Any form of lock-in of the value of the network to any extent may turn out to be more related to some of its other sub-networks mentioned earlier. This includes how many businesses or merchants are participating in the network, how many developers have invested time and resources in creating products on the network.

Finally, it should be noted that since the number of daily unique users on the network is likely about as much a lagging indicator as the price of the assets denominated on the network, the purpose of these models is not intended as a speculative tool, but rather a means of modeling or understanding the characteristics of transactional public networks. Based on the agreement observed between the models presented here, hopefully this article will greatly further that objective.
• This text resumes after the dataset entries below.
PR #5921, opened 2020-08-06
Update openpyxl from 2.5.8 to 3.0.3

cwdavies:
In order to prepare to support Wagtail 2.10 openpyxl version needs to be newer than 2.5.8

Refer to https://openpyxl.readthedocs.io/en/stable/changes.html#id9 for the bug fixes

### DIFF
--- a/requirements/libraries.txt
+++ b/requirements/libraries.txt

Please email any request for the frozen spreadsheet used for this analysis.

If you would like to see more analysis like this or for more analysts to potentially perform similar for some of the other networks, then please use the ❤ heart below to recommend this article so that others can see it.

References

[1] Metcalfe B. Metcalfe’s law after 40 years of Ethernet. IEEE Computer, 2013, 46(12): 26–31.

[2] Van Hove L. Metcalfe’s law: Not so wrong after all. NETNOMICS: Economic Research and Electronic Networking,

2014, 15(1): 1–8.

[3] Zhang XZ, Liu JJ, Xu ZW. Tencent and Facebook data validate Metcalfe’s law. Journal of Computer Science and Technology 30(2): 2015, 246–251.

[4] Swann G M. The functional form of network effects. Information Economics and Policy, 2002, 14(3): 417–429.

[5] Briscoe B, Odlyzko A, Tilly B. Metcalfe’s law is wrong. IEEE Spectrum, 2006, 43(7): 34–39.

[6] Reed D P. That Sneaky exponential — Beyond Metcalfe’s law to the power of community building. Context Magazine, 1999, 2(1). http://www.reed.com/dpr/locus/-gfn/reedslaw.html, Jan. 2015.

[7] Data on the Bitcoin Network. https://blockchain.info/charts, Retrieved June 6 2017.

[8] Data on the Ethereum Network. https://etherscan.io/charts, Retrieved June 6 2017.

[9] Data on the Dash Network. https://bitinfocharts.com/dash, Retrieved June 6 2017.

[10] Ball P. Critical Mass: How One Thing Leads to Another. Published by Farrar, Straus and Giroux 1st Edition, ISBN-10: 0374281254, 2014.